• [WHAT IS NEEDED] Return the records exactly, from the first line through the "PR #305, opened 2016-09-30" line.

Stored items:
_ _ _ _
PR #298, opened 2016-09-17
Polished the Prism tower laser a bit

Mailaender:
Followup of https://github.com/OpenRA/OpenRA/pull/11912. I took https://youtu.be/ZQWODlIf8eA?t=1m as a reference.

### DIFF
--- a/weapons.yaml
+++ b/weapons.yaml
@@ -1055,8 +1055,8 @@ PrismShot:
 	Range: 8c0
 	Report: bpriat1a.wav
 	Projectile: LaserZap
-		Width: 70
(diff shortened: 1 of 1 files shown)


GraionDilach:
This does use PlayerColor though, except that the laser drawing code brightens the color up a ton - bown becomes full orange even.

pchote:
Related to https://github.com/OpenRA/OpenRA/issues/10064.  When somebody gets around to implementing the PalettedLineRenderer then you could use a custom colour remap to generate the extra-bright colours needed here.

abcdefg30:
Looks like this is not doable yet.

PR #305, opened 2016-09-30
Update the ResourceType trait definitions

abcdefg30:
Updates according to https://github.com/OpenRA/OpenRA/pull/12103.


Mailaender:
Thanks!

PR #315, opened 2016-11-03
Add the UnitCommand widget to ingame-player.yaml

abcdefg30:
See https://github.com/OpenRA/OpenRA/pull/12021.


Phrohdoh:
If you know this is right I'd say just push to master.
RA2 has so little manpower currently that reviews are likely to never happen.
_ _ _ _
• [TASK SOLUTION]
PR #298, opened 2016-09-17
Polished the Prism tower laser a bit

Mailaender:
Followup of https://github.com/OpenRA/OpenRA/pull/11912. I took https://youtu.be/ZQWODlIf8eA?t=1m as a reference.

### DIFF
--- a/weapons.yaml
+++ b/weapons.yaml
@@ -1055,8 +1055,8 @@ PrismShot:
 	Range: 8c0
 	Report: bpriat1a.wav
 	Projectile: LaserZap
-		Width: 70
(diff shortened: 1 of 1 files shown)


GraionDilach:
This does use PlayerColor though, except that the laser drawing code brightens the color up a ton - bown becomes full orange even.

pchote:
Related to https://github.com/OpenRA/OpenRA/issues/10064.  When somebody gets around to implementing the PalettedLineRenderer then you could use a custom colour remap to generate the extra-bright colours needed here.

abcdefg30:
Looks like this is not doable yet.

PR #305, opened 2016-09-30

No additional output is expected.